The legal system prevented development in China, the legal system in Jordan prevents development in Jordan. Jordan still has Turkish land laws from 1879 and British company laws from 1924. It’s operating on archaic legal bases. When the World Bank does studies of countries, Jordan does very well on low taxes, education, but its place is down 50 or 60 because of the legal system.
One of the things that the Chinese showed was that, in order to get a special economic zone to work, you had get the bureaucracy to work better, but you also had to get some serious law reforms.

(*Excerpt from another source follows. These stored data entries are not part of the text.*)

PR #1468, opened 2018-01-22
fix(QChipsInput): more tweaks on chips color

pdanpdan:
Adjust chip color and text-color so that a default <q-chips-input inverted /> has visible chips


realcarbonneau:
I had attempted to have a generalized approach to avoid any of invisible default color combinations. I was close, but got stuck for a few special cases internally in quasar that required changes, and I didn't want to propose a PR that brought alot of changes.

There are alot of places where this similar code is repeated.  Tell me if it would be important to continue trying to consolidate this default color pattern.

PR #385, opened 2022-12-14
answer.destroy: avoid syncutil.Without

zenhack:
Instead, this reworks releaseList so that it's a list of arbitrary ReleaseFuncs, instead of just clients, and has destroy add msgReleaser.Decr to the releaseList it's already returning.

### DIFF
--- a/rpc/rpc.go
+++ b/rpc/rpc.go
@@ -1296,7 +1296,11 @@ func (c *Conn) recvPayload(payload rpccp.Payload) (_ capnp.Ptr, locals uintSet, 
 		var err error
 		mtab[i], err = c.recvCap(ptab.At(i))
 		if err != nil {
-			releaseList(mtab[:i]).release()
+			// FIXME: is it safe to release these while holding c.lk? In general,
+			// it's possible for Client.Release() to deadlock.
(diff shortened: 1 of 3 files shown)


rpc/rpc.go
```diff
@@ -1296,7 +1296,11 @@ func (c *Conn) recvPayload(payload rpccp.Payload) (_ capnp.Ptr, locals uintSet,
 		var err error
 		mtab[i], err = c.recvCap(ptab.At(i))
 		if err != nil {
-			releaseList(mtab[:i]).release()
+			// FIXME: is it safe to release these while holding c.lk? In general,
+			// it's possible for Client.Release() to deadlock.
```
zenhack, line 1300: Note: this was a problem with the previous implementation as well, I just noticed it while doing this. Perhaps we should open an issue to follow up?

lthibault: I'm not familiar enough to comment on the issue itself, but yes, let's definitely sort this one out.

lthibault (approved):

rpc/rpc.go
zenhack: Alright, opened an issue. Merging.

PR #390, opened 2022-12-15
Fix client leak in the server package

zenhack:
@lthibault found this in production; the test is distills the failure case.

The culprit seems to be a missing call to Promise.ReleaseClients() in the server package; this now mirrors the ReleaseFuncs returned by other implementations of ClientHook.

### DIFF
--- a/rpc/internal/testcapnp/test.capnp
+++ b/rpc/internal/testcapnp/test.capnp
@@ -18,3 +18,7 @@ interface CapArgsTest {
   call @0 (cap :Capability);
   self @1 () -> (self :CapArgsTest);
 }
+
+interface PingPongProvider {
+  pingPong @0 () -> (pingPong :PingPong);
+}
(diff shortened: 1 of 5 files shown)


zenhack:
@lthibault, FYI we have a custom test main that calls SetClientLeakFunc, so there's no need to set it manually in an individual test; it should detect leaks in any test automatically. (Just pushed another commit that fixes a data race that was caused by this).

zenhack:
That's a new one:

https://github.com/capnproto/go-capnproto2/actions/runs/3707839611/jobs/6284731111#step:5:1569

lthibault (dismissed):
LGTM.  Thanks for handling this one.

Not sure how you want to handle the test failure, so I'll leave the decision to merge up to you.

zenhack:
Pushed a fix for the "new" bug

lthibault (approved):

Issue #64, opened 2017-02-21
More convienent API for calling methods


zenhack:
The calling convention for clients is a bit funky, to say the least:

```go
remoteObj.Method(ctx, func(pkg.RemoteObj_method_Params p) error {
         p.SetFoo("hello")
         p.SetBar("world")
         return nil
})
```

Would be nice if we could do something more like:

```go
remoteObj.Method(ctx, "hello", "world")
```
I think the tradeoffs are similar to the pogs package, so maybe this would be a companion package to that. It would also be nice to be able use it with pogs without having to explicitly call Extract/Insert, but I'd want to find a way to avoid just making all of the args `interface{}`. Perhaps these wrappers could be generated along with the types from #63.

There's also a similar thing going on with the Server interfaces.

zombiezen:
How would you deal with default arguments?

zenhack:
We could just translate them mandatory arguments. They're a pretty rarely used feature in the sandstorm APIs, and not used at all in the schema that ship with capnproto itself. Given that, having to pass a sentinel value every now and then would fit with the go stdlib apis pretty seamlessly.

zombiezen:
Right, but that means that you can make a backwards-compatible change in your schema and break call sites.  That seems not ideal.  If you were to go down this route, I would think that you'd want to generate two methods (name bikeshedding aside):

```go
// This is the current Method
func (RemoteObjClient) Method(context.Context, func(RemoteObj_method_Params) error) RemoteObj_method_Results_Promise

// This is the newly generated Method which does not include any default arguments.
func (RemoteObjClient) MethodEasy(context.Context, foo string, bar string) RemoteObj_method_Results_Promise
```

I'm not convinced that there's an easier way to generate the server interfaces.

zenhack:
Quoting Ross Light (2017-03-15 18:52:42)

>    Right, but that means that you can make a backwards-compatible change
>    in your schema and break call sites. That seems not ideal.

It's worth noting we're already in a bad spot re: source compatibility.
Every time I update the sandstorm schema, something has grown new
methods and it breaks stuff.

Also worth nothing that fixing the call-site breakage would be very
mechanical (more so than the breakage we already deal with); you just
pass defaults for any missing arguments. One could even write a tool
to do this ala go fix.

> If you were to go down this route, I would think that you'd want to
> generate two methods (name bikeshedding aside):
>
> // This is the current Method
[...]

PR #391, opened 2022-12-16
Fix #382

### LINKED ISSUE #382: Incorrect locking in question.PipelineSend
Conn.sendMessage()'s comment states that the caller must be holding the lock, but question.PipelineSend invokes it in an explicit call to `syncutil.Without`. Unfortunately, just removing it deadlocks, since the nested call to newPipelineCallMessage tries to acquire the lock. This needs to be reworked so we're following all contracts.

zenhack:
This reworks the locking such that newPipelineCallMessage & newImportCallMessage expect the caller to already be holding the connection lock, and then removes the call to syncutil.Without in order to comply with sendMessage's contract.

There is a big downside here: it means that it is no longer OK for PlaceArgs to call into the RPC subsystem, as it could cause a deadlock.

We're planning on reworking this interface to get rid of PlaceArgs anyway (see #64), and this kind of code is not that common and generally easy to avoid, so in the interest of finishing out one batch of refactoring before starting the next, I am of the opinion that this is probably the right thing to do.

---

@lthibault, I want your opinion on the PlaceArgs thing.

### DIFF
--- a/rpc/import.go
+++ b/rpc/import.go
@@ -98,27 +98,25 @@ func (ic *importClient) Send(ctx context.Context, s capnp.Send) (*capnp.Answer, 
 	q := ic.c.newQuestion(s.Method)
 
 	// Send call message.
-	syncutil.Without(&ic.c.lk, func() {
-		ic.c.sendMessage(ctx, func(m rpccp.Message) error {
-			return ic.c.newImportCallMessage(m, ic.id, q.id, s)
-		}, func(err error) {
-			if err != nil {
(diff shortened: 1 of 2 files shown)


zenhack:
Failure looks like the same as in https://github.com/capnproto/go-capnproto2/pull/376#issuecomment-1347568475

lthibault (approved):
LGTM.  The limitation on `PlaceArgs` sounds sensible.  I'm not making any RPC calls inside of that callback in my code, and I suspect few people are going to try it (famous last words...).

PR #392, opened 2022-12-16
Refactor use of releaseList

zenhack:
This patch:

- Moves releaseList out of exports.go into its own file
- Uppercases .Release(); per the commit message there's an interface begging to be defined here.
- Give releaseList an .Add() method
- Changes methods that return releaseLists to accept pointers to them as arguments instead, and use .Add()
- Where possible, centralize creation & release of releaseList (see handleBootstrap()). This has the nice effect of killing a couple more uses of syncutil.Without.

There are a few more places where this could help clean things up, but the needed changes are a bit less mechanical so I left them as future work.

### DIFF
--- a/rpc/answer.go
+++ b/rpc/answer.go
@@ -194,8 +194,7 @@ func (ans *answer) Return(e error) {
 		return
 	}
 	rl := &releaseList{}
-	err := ans.sendReturn(rl)
-	if err != nil {
+	if err := ans.sendReturn(rl); err != nil {
 		select {
 		case <-ans.c.bgctx.Done():
 		default:
--- a/rpc/answer.go
+++ b/rpc/answer.go
@@ -185,14 +185,16 @@ func (ans *answer) setBootstrap(c capnp.Client) error {
 func (ans *answer) Return(e error) {
 	ans.c.lk.Lock()
 	if e != nil {
-		rl := ans.sendException(e)
+		rl := &releaseList{}
+		ans.sendException(rl, e)
 		ans.c.lk.Unlock()
 		rl.Release()
 		ans.pcalls.Wait()
 		ans.c.tasks.Done() // added by handleCall
 		return
 	}
-	rl, err := ans.sendReturn()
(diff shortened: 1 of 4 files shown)


rpc/answer.go
```diff
@@ -185,14 +185,16 @@ func (ans *answer) setBootstrap(c capnp.Client) error {
...
 		ans.c.lk.Unlock()
-		rl.release()
+		rl.Release()
 		ans.pcalls.Wait()
 		ans.c.tasks.Done() // added by handleCall
 		return
 	}
-	rl, err := ans.sendReturn()
+	rl := &releaseList{}
+	err := ans.sendReturn(rl)
```
lthibault, line 197: Nit:  this could be inlined with the `if` statement below.  It's marginally cleaner that way, IMO.

rpc/releaselist.go
```diff
@@ -0,0 +1,18 @@
...
+import "capnproto.org/go/capnp/v3"
+
+type releaseList []capnp.ReleaseFunc
+
+func (rl releaseList) Release() {
+	for _, r := range rl {
+		r()
+	}
+	for i := range rl {
+		rl[i] = func() {}
```
lthibault, line 12: Nit:  I'm not sure what the compiler/runtime implications are of assigning nop functions, but I suspect it might allocate a new anonymous function pointer each time.  It's not a huge deal, but since we're already tweaking `releaseList`, maybe we should nil these out and add a nil check in the previous loop instead?

lthibault (dismissed):
LGTM.  See inline for two minor suggestions, which you can feel free to ignore.

rpc/releaselist.go
zenhack: I think it's more readable the way you suggest, so done (and I also merged the two loops) -- but functions can only be compared to nil, so  I'm like 99.9% sure this won't allocate; it should be able to just assign the same function pointer each time.

lthibault (approved):

Issue #377, opened 2022-12-13
Failure in TestRecvDisembargo


zenhack:
From https://github.com/capnproto/go-capnproto2/actions/runs/3662127729/jobs/6190989469#step:5:1530

```
 === RUN   TestRecvDisembargo
Error:     level0_test.go:2085: conn error: rpc: incoming disembargo: answer ID 55 has not sent return
Error:     level1_test.go:767: don't know how to handle abort; skipping
Error:     level1_test.go:674: recvMessage(ctx, p2): transport: stream transport: receive: io: read/write on closed pipe
--- FAIL: TestRecvDisembargo (0.17s)
```

lthibault:
Closing as no longer reproducible on current main. TestRecvDisembargo was run together with the other historical RPC regression tests 50 times without failure. We can reopen if the failure recurs with a current revision and reproducible trace.

PR #395, opened 2022-12-20
Clean up/fix locking in handleReturn

zenhack:
This cleans up/fixes some of the locking towards the end of handleReturn; previously this was super convoluted, in part because we'd just put the whole rest of the function in a giant `go func() {...}()` at some point to solve a deadlock without cleaning it up in a more structural way; see the now-deleted `TODO(cleanup)`.

This also adds a few comments related to the reasoning behind some conditionals, which are a bit obtuse. I think this probably could be cleaned up further, but this maintains the existing behavior while documenting it a bit better at least.

Finally, while doing the above I noticed that sendMessage() was being called without holding c.lk, so I added a call to syncutil.With to fix that.

After this patch there are only three remaining calls to `syncutil.Without` in the rpc package.

### DIFF
--- a/rpc/rpc.go
+++ b/rpc/rpc.go
@@ -1000,39 +1000,41 @@ func (c *Conn) handleReturn(ctx context.Context, ret rpccp.Return, release capnp
 			release()
 		}
 
-		// Send disembargoes.  Failing to send one of these just never lifts
-		// the embargo on our side, but doesn't cause a leak.
-		//
-		// TODO(soon): make embargo resolve to error client.
-		for _, s := range pr.disembargoes {
-			c.sendMessage(ctx, s.buildDisembargo, func(err error) {
+		syncutil.With(&c.lk, func() {
+			// Send disembargoes.  Failing to send one of these just never lifts
+			// the embargo on our side, but doesn't cause a leak.
+			//
+			// TODO(soon): make embargo resolve to error client.
+			for _, s := range pr.disembargoes {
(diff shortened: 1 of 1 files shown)


rpc/rpc.go
```diff
@@ -978,71 +978,63 @@ func (c *Conn) handleReturn(ctx context.Context, ret rpccp.Return, release capnp
...
-		case q.bootstrapPromise != nil:
-			syncutil.Without(&c.lk, func() {
-				q.p.Resolve(pr.result, pr.err)
-				q.bootstrapPromise.Fulfill(q.p.Answer().Client())
-				q.p.ReleaseClients()
-				release()
-			})
-		case pr.err != nil:
-			// TODO(someday): send unimplemented message back to remote if
-			// pr.unimplemented == true.
```
zenhack, line 1000: Note, I just deleted this comment; I'm 99.99% sure this is either wrong or just unclear: the unimplemented message is not for when clients return unimplemented exceptions; those should should just do a normal error return with type = unimplemented.

zenhack:
You might want to look at the individual commits instead of the whole diff, which is horrible. The latter commit indented a big block of code which git never seems to understand very well.

zenhack:
Source of the failure isn't immediately obvious to me; I'll stare at it in the morning (though I would hazard a guess it's been there and is not related to this patch).

lthibault (approved):

zenhack:
Last failure looks like #377, so not the same bug. Once we've nailed down these more structural improvements, we should probably do another pass of "get CI to stop failing"

PR #396, opened 2022-12-21
Clean up/fix locking in handleDisembargo

zenhack:
- Avoid syncutil.Without
- Hold c.lk when invoking sendMessage().

The latter requires us to move some of the release()es later, but this is fine.

PR #397, opened 2022-12-21
handleBootstrap: avoid a use of syncutil.Without()

zenhack:
Stacked on top of #396; merge that first.

Should be no functional change here.

Only 2 more call sites!


lthibault (approved):

lthibault:
```
Error:         level0_test.go:2124: conn error: rpc: send release: send message: context canceled
```

Seems like this might be fixed by #396 ?

PR #398, opened 2022-12-26
Clean up locking in Conn.shutdown()

zenhack:
This patch changes the contract of shutdown() such that it now expects the caller *not* to be holding c.lk. This allows it to acquire and release the lock itself as needed, thereby avoiding the need for syncutil.Without or just plain unlock/lock pairs.

This also reworks its subroutines to avoid unlock/lock pairs. The result is a lot easier to follow imo.

---

There is now only one use of syncutil.Without left in the codebase, though there are likely several other logical unlock/lock pairs to be rooted out.

### DIFF
--- a/rpc/answer.go
+++ b/rpc/answer.go
@@ -199,11 +199,12 @@ func (ans *answer) Return(e error) {
 		case <-ans.c.bgctx.Done():
 		default:
 			ans.c.tasks.Done() // added by handleCall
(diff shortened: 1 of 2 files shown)


zenhack:
Failure looks like #394, re-running.

lthibault (approved):
I agree this is much cleaner 👍

PR #399, opened 2022-12-26
Simplify rpc/answer.Return()

zenhack:
This simplifies the implementation of answer.Return(). stacked on top of #398; review and merge that first.

This patch:

- Gets rid of the unnecessary select; shutdown is idempotent, so it's fine to do it unconditionally; we don't need to check bgctx.
- Reworks the locking so that we're using synctuil.With; makes it much easier to follow.
- Moves ans.pcalls.Wait() to a defer, rather than replicating it at each return site (unfortunately we can't do the same for tasks.Done(), because it needs to be called before invoking shutdown()


lthibault (approved):
👍

PR #403, opened 2022-12-27
handleCall: cleanups & locking simplifications

zenhack:
This gets us to a place where locking in handleCall is strictly hierarchical; there is one call to syncutil.With and then later a `lock(); defer unlock()`.

I don't love the way we're using releaseList to do the actual Recv calls, but factoring those out into one codepath turned out to be really thorny. This is at least cleaner than what we had before, and gets this into a shape where it can be easily adapted to the withLocked() design we'd discussed.

I'm also not a fan of how many codepaths have to call releaseCall, but cleaning up resource reclamation is another broader topic on my list...

This also includes a couple minor cleanups in 561756942fa69284bd6009cbfce5ff2def38d425 and 28f46dece574b1e6382f92ed99dd416e5a62a240

### DIFF
--- a/rpc/rpc.go
+++ b/rpc/rpc.go
@@ -663,6 +663,16 @@ func (c *Conn) handleBootstrap(ctx context.Context, id answerID) error {
 	return err
 }
 
+func makeIdempotent(f func()) func() {
+	called := false
+	return func() {
+		if !called {
+			called = true
+			f()
+		}
+	}
+}
+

One of the things we keep recommending is that Jordan should get involved in serious legal reforms. Slowly, it’s happening.
Having said that, we have a 17% rate of return on investor’s capital in a low risk business, so it’s hard for me to say it’s a bad place to work. We do very well here, and other investors also. The country wants to get ahead, they are educated, ambitious. There are hundreds of thousands of Jordanians working in the gulf who could come home if there are well paid jobs here. There is a popular prejudice that says that Jordanian people don’t want to work, they want to work for the government. That’s because the private sector was paying low. The cost of labor in Jordan is not higher than Shenzhen. There are people who will say that industry is difficult here because of the cost of energy. The two leading industrial countries of the region are Turkey and Israel, and in both cases the cost of energy is higher.
QWhat is the very last impression that you would like them to have of Jordan?
S.F.: In most countries of the world, the promotion looks better than the reality; in Jordan, the reality is much better than the promotion. So they have to come here, take a look, and come with an open mind, and they will see the potential for their businesses.